Hi Harris! I was going to respond to the part of your message where you said that you could "explain all your contradictions," but unfortunately you've edited that part of your post. I was hoping that you could put an end to ceasely (and annoying) cries of your your detractors.

For instance, on the word Trad:



> First off: Heard it, as you write, "from" the gents at Eljo's? Well, I guess "from" works. Not really, though. "At" works better, eh? I heard the phrase tossed around in the shop. Not often.
> 
> I've never claimed that my father or any of his friends (or anyone who worked at Eljo's, although I wouldn't be surprised if Billy Roberts had something to do with it) "made up" or "invented" or even "discovered" the phrase. I do claim what I know is true:_ that's the place where I first heard it_.


and



> _I was lucky and/or blessed to know and learn from a father who had
> a passion for quality clothing--a certain style he and others called
> "trad" that's been both praised and ridiculed among members of this
> board.
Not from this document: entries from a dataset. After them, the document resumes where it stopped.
PR #157, opened 2021-07-11
Implement TeamManager

Patbox:
This is more or less replacement for vanilla teams, it should work simpler and limit issues caused by games not removing teams from players

### DIFF
--- a/src/main/java/xyz/nucleoid/plasmid/game/common/team/GameTeam.java
+++ b/src/main/java/xyz/nucleoid/plasmid/game/common/team/GameTeam.java
@@ -138,7 +138,7 @@ public final class GameTeam {
                     Codec.STRING.fieldOf("dye").forGetter((t) -> t.dyeColor.toString()),
                     MoreCodecs.DYE_COLOR.fieldOf("block_dye").forGetter((t) -> t.blockDyeColor),
                     Codec.STRING.fieldOf("firework").forGetter((t) -> t.fireworkColor.toString()),
-                    MoreCodecs.FORMATTING.fieldOf("formatting").forGetter((t) -> t.formatting)
+                    MoreCodecs.FORMATTING.optionalFieldOf("formatting", Formatting.RESET).forGetter((t) -> t.formatting)
             ).apply(instance, TeamColorData::new);
         });
 
--- a/src/main/java/xyz/nucleoid/plasmid/game/common/team/GameTeam.java
+++ b/src/main/java/xyz/nucleoid/plasmid/game/common/team/GameTeam.java
@@ -19,7 +19,7 @@ public final class GameTeam {
     public static final Codec<GameTeam> CODEC = RecordCodecBuilder.create(instance -> {
         return instance.group(
                 Codec.STRING.fieldOf("key").forGetter(GameTeam::key),
-                Codec.either(MoreCodecs.TEXT, Codec.STRING).fieldOf("display").forGetter((team) -> Either.left(team.display)),
+                MoreCodecs.TEXT.fieldOf("display").forGetter(GameTeam::display),
                 Codec.either(MoreCodecs.DYE_COLOR, TeamColorData.CODEC).fieldOf("color").forGetter((team) -> Either.right(new TeamColorData(team.color, team.dyeColor, team.blockDyeColor, team.fireworkColor, team.formatting)))
 
         ).apply(instance, GameTeam::new);
@@ -33,7 +33,15 @@ public final class GameTeam {
     private final Formatting formatting;
     private final DyeColor blockDyeColor;
 
-    public GameTeam(String key, Either<MutableText, String> display, Either<DyeColor, TeamColorData> color) {
+    public GameTeam(String key, MutableText display, DyeColor color) {
+        this(key, display, Either.left(color));
+    }
+
+    public GameTeam(String key, MutableText display, TeamColorData color) {
+        this(key, display, Either.right(color));
+    }
+
+    public GameTeam(String key, MutableText display, Either<DyeColor, TeamColorData> color) {
         this.key = key;
 
         if (color.left().isPresent()) {
@@ -52,7 +60,7 @@ public final class GameTeam {
             this.fireworkColor = colorData.fireworkColor;
         }
 
-        this.display = display.left().isPresent() ? display.left().get() : new TranslatableText(display.right().get()).setStyle(Style.EMPTY.withColor(this.color()));
+        this.display = display.styled((style) -> style.getColor() == null ? style.withColor(this.color) : style);
     }
 
     private static Formatting formatByDye(DyeColor dye) {
--- a/src/main/java/xyz/nucleoid/plasmid/game/common/team/GameTeam.java
+++ b/src/main/java/xyz/nucleoid/plasmid/game/common/team/GameTeam.java
@@ -1,9 +1,11 @@
 package xyz.nucleoid.plasmid.game.common.team;
 
+import com.mojang.datafixers.util.Either;
 import com.mojang.serialization.Codec;
 import com.mojang.serialization.codecs.RecordCodecBuilder;
 import net.minecraft.item.FireworkItem;
 import net.minecraft.item.ItemStack;
+import net.minecraft.text.*;
 import net.minecraft.util.DyeColor;
 import net.minecraft.util.Formatting;
 import net.minecraft.util.math.MathHelper;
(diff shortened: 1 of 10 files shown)


src/main/java/xyz/nucleoid/plasmid/game/common/team/TeamManager.java
```diff
@@ -0,0 +1,330 @@
...
+    }
+
+    public void setSuffix(GameTeam team, Text value) {
+        this.getVanilla(team).setSuffix(value);
+        this.sendUpdates(team);
+    }
+
+    public GameTeam getSmallestTeam() {
+        GameTeam smallest = null;
+        int count = 9999;
```
haykam821, line 279: I'm not sure if this is the best solution here, but either way it should use `Integer.MAX_VALUE` just to be safe.

src/main/java/xyz/nucleoid/plasmid/game/common/team/TeamManager.java
```diff
@@ -0,0 +1,330 @@
...
+    public void disableFormatting() {
+        this.applyFormattingByDefault = false;
+    }
+
+    public void enableFormatting() {
+        this.applyFormattingByDefault = true;
+    }
+
+    /**
+     * Pre-registers team, allowing methods like {@link TeamManager#getSmallestTeam()} to work correctly
```
haykam821, line 301: It might be better to enforce team registration.

src/main/java/xyz/nucleoid/plasmid/game/common/team/GameTeam.java
```diff
@@ -13,40 +15,44 @@
...
  * A simple representation of a team type, containing a name and color.
  */
-public final record GameTeam(String key, String display, DyeColor dye, Formatting formatting) {
+public final class GameTeam {
     public static final Codec<GameTeam> CODEC = RecordCodecBuilder.create(instance -> {
         return instance.group(
                 Codec.STRING.fieldOf("key").forGetter(GameTeam::key),
-                Codec.STRING.fieldOf("display").forGetter(GameTeam::display),
-                MoreCodecs.DYE_COLOR.fieldOf("color").forGetter(GameTeam::dye)
+                Codec.either(MoreCodecs.TEXT, Codec.STRING).fieldOf("display").forGetter((team) -> Either.left(team.display)),
```
Gegy, line 22: I believe the text codec should already support parsing a string literal

src/main/java/xyz/nucleoid/plasmid/game/common/team/TeamManager.java
```diff
@@ -0,0 +1,330 @@
...
+public final class TeamManager {
+    private final Map<GameTeam, Set<PlayerRef>> teamToPlayerRefSet = new Object2ObjectOpenHashMap<>();
+    private final Map<GameTeam, MutablePlayerSet> teamToPlayerSet = new Object2ObjectOpenHashMap<>();
+    private final Map<PlayerRef, GameTeam> playerRefToTeam = new Object2ObjectOpenHashMap<>();
+    private final Map<GameTeam, Team> teamToVanillaTeam = new Object2ObjectOpenHashMap<>();
+    private final Object2BooleanMap<GameTeam> teamFriendlyFire = new Object2BooleanArrayMap<>();
+
+    private final Scoreboard scoreboard = new Scoreboard();
+    private final MinecraftServer server;
+    private GameActivity gameActivity;
```
Gegy, line 40: The mutable state for the activity isn't ideal - is it needed? Could we avoid it by having `applyTo` return an initialized instance of a `TeamManager`?

src/main/java/xyz/nucleoid/plasmid/game/common/team/TeamManager.java
```diff
@@ -0,0 +1,330 @@
...
+import xyz.nucleoid.plasmid.util.PlayerRef;
+import xyz.nucleoid.stimuli.event.player.PlayerDamageEvent;
+
+import java.util.*;
+
+/**
+ * Simple, GameActivity specific team manager class
+ */
+public final class TeamManager {
+    private final Map<GameTeam, Set<PlayerRef>> teamToPlayerRefSet = new Object2ObjectOpenHashMap<>();
```
Gegy, line 32: I'm a bit confused by the difference between `teamToPlayerRefSet` and `teamToPlayerSet` here- do they not serve the same purpose? They don't seem to be used consistently (e.g. in the player add listener)

src/main/java/xyz/nucleoid/plasmid/game/common/team/TeamManager.java
```diff
@@ -0,0 +1,330 @@
...
+    public Text getSuffix(GameTeam team) {
+        return this.getVanilla(team).getSuffix();
+    }
+
+    public void setSuffix(GameTeam team, Text value) {
+        this.getVanilla(team).setSuffix(value);
+        this.sendUpdates(team);
+    }
+
+    public GameTeam getSmallestTeam() {
```
Gegy, line 277:
```suggestion
    @Nullable
    public GameTeam getSmallestTeam() {
```

src/main/java/xyz/nucleoid/plasmid/game/common/team/TeamManager.java
Patbox: I could switch it technically for GameSpace, hovewer I prefer to keep it mutable so TeamManager can be passed to another GameActivity

src/main/java/xyz/nucleoid/plasmid/game/common/team/TeamManager.java
```diff
@@ -0,0 +1,330 @@
...
+    public AbstractTeam.VisibilityRule getNameTagVisibilityRule(GameTeam team) {
+        return this.getVanilla(team).getNameTagVisibilityRule();
+    }
+
+    public void setNameTagVisibilityRule(GameTeam team, AbstractTeam.VisibilityRule rule) {
+        this.getVanilla(team).setNameTagVisibilityRule(rule);
+        this.sendUpdates(team);
+    }
+
+    public Text applyPlayerFormatting(PlayerRef player, Text text) {
```
Gegy, line 241: It isn't entirely clear what formatting this is or what it's being applied to- is this the player name?

src/main/java/xyz/nucleoid/plasmid/game/common/team/TeamManager.java
```diff
@@ -0,0 +1,330 @@
...
+
+        activity.listen(GamePlayerEvents.ADD, (player) -> {
+            for (Team vanillaTeam : this.teamToVanillaTeam.values()) {
+                player.networkHandler.sendPacket(TeamS2CPacket.updateTeam(vanillaTeam, true));
+            }
+
+            PlayerRef ref = PlayerRef.of(player);
+            GameTeam team = this.playerRefToTeam.get(ref);
+            if (team != null) {
+                this.teamToPlayerSet.computeIfAbsent(team, (t) -> new MutablePlayerSet(this.server)).add(ref);
```
Gegy, line 63: Some duplication here along with the player team setters

src/main/java/xyz/nucleoid/plasmid/game/common/team/TeamManager.java
Patbox: `teamToPlayerRefSet` contains set of all players that are added (including offline ones and ones that left the minigame).
`teamToPlayerSet` contains only players that are in the game

src/main/java/xyz/nucleoid/plasmid/game/common/team/TeamManager.java
Gegy: Hmm, I believe it would not really be possible to pass between activities anyway given the player remove events and close events will be called. This is not really something that can be worked around at the moment, at least until we do the deeper refactors.

src/main/java/xyz/nucleoid/plasmid/game/common/team/TeamManager.java
Gegy: `PlayerSet` is interesting since it can contain both online and offline players, but the standard iterator only yields online. It might be possible to merge them and still be useful. Given https://github.com/NucleoidMC/plasmid/commit/4b4815e77929a82d0fba2be03847ee9502bdd3c2, it should be possible to access everything needed through the `PlayerSet`.

Gegy: A further note- given there's quite a few `Map<GameTeam, T>` it might be useful to combine them into a single state object.

src/main/java/xyz/nucleoid/plasmid/game/common/team/TeamManager.java
Patbox: Yep, it's player name and formatting is samish to one from vanilla teams

Gegy: Maybe worth renaming to like `formatPlayerName` or similar?

src/main/java/xyz/nucleoid/plasmid/game/common/team/TeamManager.java
Patbox: I think it will work fine, as long as it's reapplied

src/main/java/xyz/nucleoid/plasmid/game/common/team/TeamManager.java
Patbox: I will merge these maps. But with merging refSet and PlayerSet, I'm not sure. I prefer to keep PlayerSet as it's own thing, so it's method won't apply to players that left, while still keeping reference to them

src/main/java/xyz/nucleoid/plasmid/mixin/chat/PlayerEntityMixin.java
```diff
@@ -0,0 +1,24 @@
...
+import xyz.nucleoid.stimuli.Stimuli;
+
+@Mixin(PlayerEntity.class)
+public class PlayerEntityMixin {
+
+    @Inject(method = "getDisplayName", at = @At("TAIL"), cancellable = true)
+    private void callDisplayNameEvent(CallbackInfoReturnable<Text> cir) {
+        if (((Object) this) instanceof ServerPlayerEntity player) {
+            try (var invokers = Stimuli.select().forEntityAt(player, player.getBlockPos())) {
+                cir.setReturnValue(invokers.get(GamePlayerEvents.DISPLAY_NAME).onDisplayNameCreation(player, cir.getReturnValue(), cir.getReturnValue()));
```
Gegy, line 20: Can probably avoid calling this if it's not changed- should help for mod compatibility

src/main/java/xyz/nucleoid/plasmid/util/PlayerRef.java
```diff
@@ -13,9 +13,7 @@
 public final class PlayerRef {
     private final UUID id;
 
-    private PlayerRef(UUID id) {
```
Gegy, line 16: Some odd formatting changes here 😄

He was my teacher. Certainly he had many, many hobbies, but
> ...


(here's the thread for you: https://askandyaboutclothes.com/community/showthread.php?t=57894&page=3&highlight=trad+usage)

I talked to Miles and Trent (I've been a fan of Eljo's for ages, and whenever I can, I still like to patronize their wonderful shop as I did in the old days), and they claim to never have heard the word Trad.

Furthermore, elsewhere, you claim to have bought your Ben Silver otr American Blazer with working buttons. I contacted Mr. Prenner, because I wanted a blazer just like yours, but he claims that Silver has never carried or stocked a blazer (otr) with working buttons. Bob Prenner, as you might know, is the owner of Silver. He's a wonderful gentleman. I knew him from the days when the shop I worked for used to order brass buttons from him. Silver's main business, immediately before they branched out, was metal buttons. They still do a pretty good business in them too!:icon_cheers:

Help:crazy: :crazy:

Maybe one day I can learn your secrets.and that my quest to be initiated into traddom isn't just :deadhorse-a:

Cordially,

Spooter


----------



## FerrisBueller (Sep 23, 2006)

Originally Posted by *Harris* https://askandyaboutclothes.com/community/showthread.php?p=427797#post427797 
_A person who learned to appreciate American Traditional clothing in a rather (culturally, aesthetically) "conservative" community and also at equally "conservative" schools among Southern gentlemen will not fully understand the affiliations entertained by someone who borrowed it from the covers of jazz album covers...or, in the case of one, Andover Shop windows and old New Yorkers. I now know this by experience. I should have learned it earlier. My mistake. So much gets lost in communication and translation. The cultural stuff is key. Like other things, a matter of context._


Spooter said:


> I totally agree!:drunken_smilie:
> 
> Though I went to a public high school in New Jersey, I credit my summers working as a stock boy at a fine old Trad Shop with all I needed to know about Trad and a whole way of life that I've adopted.:icon_saint7kg:
> 
> ...


I think many of us who do not hail from auspiciously Trad backgrounds would like to hear more about the conservative cultural underpinnings of the clothing style.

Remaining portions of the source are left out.